PLN Didesak Laporkan Ke Publik Hasil Renegosiasi TOP

- 17 Februari 2021, 10:31 WIB
Logo PLN
Logo PLN /pln.co.id

Sementara itu, TOP adalah klausul dalam kontrak perjanjian jual-beli listrik (PPA/ power purchase agreement) antara PLN dengan IPP, yang mewajibkan PLN menyerap listrik sebesar prosentase minimal sesuai availability factor (AF) dari kapasitas terpasang. Nilainya dapat mencapai 80% dari kapasitas terpasang pembangkit listrik.

Klausul ini pada prinsipnya adalah insentif untuk mendorong pihak swasta (IPP), agar mereka tertarik berinvestasi di sektor kelistrikan, khususnya bidang pembangkitan. Sekaligus merupakan jaminan, agar listrik yang dihasilkan mereka akan dibeli oleh PLN. Kebijakan ini cukup tepat di saat kita kekurangan pasokan listrik dan kemampuan modal Pemerintah untuk investasi di bidang pembangkitan masih lemah.

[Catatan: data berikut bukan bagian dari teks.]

PR #14610, opened 2023-09-06
Make unwind more flexible

guillep:
Stack unwind (correct management of exceptions and non-local returns) management requires the creation of many blocks, which makes it very slow.
This PR introduces a slight change in how unwind is managed that is backwards compatible and allows for custom unwind methods. See for example the code of ensure:

```smalltalk
BlockClosure >> ensure: aBlock
	| complete returnValue |
	<primitive: 198>
	returnValue := self valueNoContextSwitch.
	complete ifNil:[
		complete := true.
		aBlock value.
	].
	^ returnValue
```

The key of the previous method is that when unwind is done, the methods with the marker 198 are found in the stack and then:

-    if the antepenultimate temp (complete) is not nil
       - the first argument is taken (the handler block) and executed via the value message
       - and the antepenultimate temp (complete) is set to true

This PR makes that the handler block is instead put in the first temp, allowing the method to have as many parameters as possible. This simplifies proxy implementations among others. The only impact in the existing code base is as follows:

```smalltalk
ensure: aBlock
	| handler complete returnValue |
	<primitive: 198>
        >> handler := aBlock. <<
	returnValue := self valueNoContextSwitch.
	complete ifNil:[
		complete := true.
		aBlock value.
	].
	^ returnValue
```

This way, trap methods can be written as:

```smalltalk
Proxy >> trapWith: arg1 with: arg2
  | handler |
  handler := "some object that understands value".
  ...
```

This allows

- unwind without extra blocks and fewer contexts
- having a very fast execution path without unwinding in the middle

### DIFF
--- a/src/Kernel/Context.class.st
+++ b/src/Kernel/Context.class.st
@@ -2257,19 +2257,25 @@ Context >> tryPrimitiveFor: aMethod receiver: aReceiver args: arguments [
 { #category : #'special context access' }
 Context >> unwindBlock [
 	"unwindContext only. access temporaries from BlockClosure>>#ensure: and BlockClosure>>#ifCurtailed:"
-	^self tempAt: 1
+
+	"The handler is in the first temporary"
+	^ self tempAt: self numArgs + 1
 ]
 
 { #category : #'special context access' }
 Context >> unwindComplete [
 	"unwindContext only. access temporaries from BlockClosure>>#ensure: and BlockClosure>>#ifCurtailed:"
-	^self tempAt: 2
+
+	"The complete flag is in the antepenultimate temporary"
+	^ self tempAt: self numTemps - 1
 ]
 
 { #category : #'special context access' }
 Context >> unwindComplete: aBoolean [
 	"unwindContext only. access temporaries from BlockClosure>>#ensure: and BlockClosure>>#ifCurtailed:"
-	self tempAt: 2 put: aBoolean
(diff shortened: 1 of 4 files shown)


MarcusDenker (approved):
nice!

src/Kernel/Context.class.st
```diff
@@ -2257,19 +2257,25 @@ Context >> tryPrimitiveFor: aMethod receiver: aReceiver args: arguments [
...
 ]
 
 { #category : #'special context access' }
 Context >> unwindComplete [
 	"unwindContext only. access temporaries from BlockClosure>>#ensure: and BlockClosure>>#ifCurtailed:"
-	^self tempAt: 2
+
+	"The complete flag is in the antepenultimate temporary"
+	^ self tempAt: self numTemps - 1
 ]
```
dionisiydk, line 2271: Would it be better to reserve second temp for complete var? It sounds more intuitive that all reserved temps are in same order. 
Now it's a bit strange to reserve first temp and antepenultimate temp. Proxy with many temps will confuse

guillep: you mean having `^ self tempAt: self numArgs + 2` ?

I'm ok with that :)

dionisiydk:
Yep

чт, 7 сент. 2023 г., 09:42 Guille Polito ***@***.***>:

Baca Juga: Tingkatkan Produktivitas Tanaman Hidroponik, PLN Manfaatkan Sinar Lampu Ultraviolet

Namun dalam kondisi sekarang, dimana surplus listrik sudah sedemikian tinggi dan keuangan PLN yang tertekan utang mencapai 500 T Rupiah, klausul TOP ini menjadi sangat memberatkan. Karena PLN terpaksa harus membeli dan membayar listrik yang tidak dibutuhkannya. Akhirnya klausul ini membengkakan besaran subsidi listrik serta suntikan dana kompensasi dari Pemerintah.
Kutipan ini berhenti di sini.